Stored items
=== Section Start ===

PR #1837, opened 2026-09-02
Add GCP project IAM access-review driver

lukkor:
The AWS path already reviews one cloud account. GCP had a session and provider, but ListAccounts was a stub, so a connected project could not produce a source. List project IAM principals and service accounts, degrade when listing SAs is denied, and name the project from display name, then ID, then number.

---
## Summary by cubic
Adds the GCP IAM access-review driver so connected GCP projects now produce a source instead of failing on the old `ListAccounts` stub. It collects project IAM principals and service accounts, fails the fetch when either listing is denied, and names the project from display name, then ID, then project number.

### Service **`+1000`** **`-12`**

- Maps owner bindings to admin, users to SSO, and service accounts with user-managed keys to API-key authentication.
- Reports service-account status and metadata; custom roles get no admin signal rather than a false one.
- Registers the driver and a project name resolver that falls back from display name to project ID to project number.
- Adds HTTP client injection for `NewSessionFromToken` and logs Google API errors with status and reason only, keeping service-account emails out of logs.

### Tests **`+760`** **`-5`**

- Covers principal parsing, identity mapping, permission-denied failures, and project-name fallbacks with hand-authored GCP cassettes.
- Keeps cassette requests synthetic and prevents tests from using live GCP credentials.

<sup>Written for commit 405f2518cf128372a3a1ba5e7edae44db6d975f8. Summary will update on new commits.</sup>

<a href="https://cubic.dev/pr/getprobo/probo/pull/1837?utm_source=github" target="_blank" rel="noopener noreferrer" data-no-image-dialog="true"><picture><source media="(prefers-color-scheme: dark)" srcset="https://www.cubic.dev/buttons/review-in-cubic-dark.svg"><source media="(prefers-color-scheme: light)" srcset="https://www.cubic.dev/buttons/review-in-cubic-light.svg">Review in cubic</picture></a>

### DIFF
--- a/pkg/accessreview/drivers/gcp.go
+++ b/pkg/accessreview/drivers/gcp.go
@@ -1,0 +1,147 @@
+// Copyright (c) 2026 Probo Inc <hello@probo.com>.
+//
+// Permission is hereby granted, free of charge, to any person obtaining a copy
+// of this software and associated documentation files (the "Software"), to deal
+// in the Software without restriction, including without limitation the rights
+// to use, copy, modify, merge, publish, distribute, sublicense, and/or sell
+// copies of the Software, and to permit persons to whom the Software is
+// furnished to do so, subject to the following conditions:
+//
+// The above copyright notice and this permission notice shall be included in
+// all copies or substantial portions of the Software.
+//
+// THE SOFTWARE IS PROVIDED "AS IS", WITHOUT WARRANTY OF ANY KIND, EXPRESS OR
+// IMPLIED, INCLUDING BUT NOT LIMITED TO THE WARRANTIES OF MERCHANTABILITY,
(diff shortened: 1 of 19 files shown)


lukkor:
@cubic-ai-dev review again please

pkg/accessreview/drivers/gcp.go
```diff
@@ -0,0 +1,162 @@
...
+	principals, err := listProjectIAMPrincipals(ctx, d.session)
+	if err != nil {
+		return nil, fmt.Errorf("cannot list iam identities of the gcp project: %w", err)
+	}
+
+	accounts, err := listProjectServiceAccounts(ctx, d.session)
+	if err != nil {
+		if ctx.Err() != nil {
+			return nil, err
+		}
```
gearnode: ?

=== Section End ===

Problem description – Every entry should be transcribed exactly, with nothing omitted.

Solution to this exercise –
PR #1837, opened 2026-09-02
Add GCP project IAM access-review driver

lukkor:
The AWS path already reviews one cloud account. GCP had a session and provider, but ListAccounts was a stub, so a connected project could not produce a source. List project IAM principals and service accounts, degrade when listing SAs is denied, and name the project from display name, then ID, then number.

---
## Summary by cubic
Adds the GCP IAM access-review driver so connected GCP projects now produce a source instead of failing on the old `ListAccounts` stub. It collects project IAM principals and service accounts, fails the fetch when either listing is denied, and names the project from display name, then ID, then project number.

### Service **`+1000`** **`-12`**

- Maps owner bindings to admin, users to SSO, and service accounts with user-managed keys to API-key authentication.
- Reports service-account status and metadata; custom roles get no admin signal rather than a false one.
- Registers the driver and a project name resolver that falls back from display name to project ID to project number.
- Adds HTTP client injection for `NewSessionFromToken` and logs Google API errors with status and reason only, keeping service-account emails out of logs.

### Tests **`+760`** **`-5`**

- Covers principal parsing, identity mapping, permission-denied failures, and project-name fallbacks with hand-authored GCP cassettes.
- Keeps cassette requests synthetic and prevents tests from using live GCP credentials.

<sup>Written for commit 405f2518cf128372a3a1ba5e7edae44db6d975f8. Summary will update on new commits.</sup>

<a href="https://cubic.dev/pr/getprobo/probo/pull/1837?utm_source=github" target="_blank" rel="noopener noreferrer" data-no-image-dialog="true"><picture><source media="(prefers-color-scheme: dark)" srcset="https://www.cubic.dev/buttons/review-in-cubic-dark.svg"><source media="(prefers-color-scheme: light)" srcset="https://www.cubic.dev/buttons/review-in-cubic-light.svg">Review in cubic</picture></a>

### DIFF
--- a/pkg/accessreview/drivers/gcp.go
+++ b/pkg/accessreview/drivers/gcp.go
@@ -1,0 +1,147 @@
+// Copyright (c) 2026 Probo Inc <hello@probo.com>.
+//
+// Permission is hereby granted, free of charge, to any person obtaining a copy
+// of this software and associated documentation files (the "Software"), to deal
+// in the Software without restriction, including without limitation the rights
+// to use, copy, modify, merge, publish, distribute, sublicense, and/or sell
+// copies of the Software, and to permit persons to whom the Software is
+// furnished to do so, subject to the following conditions:
+//
+// The above copyright notice and this permission notice shall be included in
+// all copies or substantial portions of the Software.
+//
+// THE SOFTWARE IS PROVIDED "AS IS", WITHOUT WARRANTY OF ANY KIND, EXPRESS OR
+// IMPLIED, INCLUDING BUT NOT LIMITED TO THE WARRANTIES OF MERCHANTABILITY,
(diff shortened: 1 of 19 files shown)


lukkor:
@cubic-ai-dev review again please

pkg/accessreview/drivers/gcp.go
```diff
@@ -0,0 +1,162 @@
...
+	principals, err := listProjectIAMPrincipals(ctx, d.session)
+	if err != nil {
+		return nil, fmt.Errorf("cannot list iam identities of the gcp project: %w", err)
+	}
+
+	accounts, err := listProjectServiceAccounts(ctx, d.session)
+	if err != nil {
+		if ctx.Err() != nil {
+			return nil, err
+		}
```
gearnode: ?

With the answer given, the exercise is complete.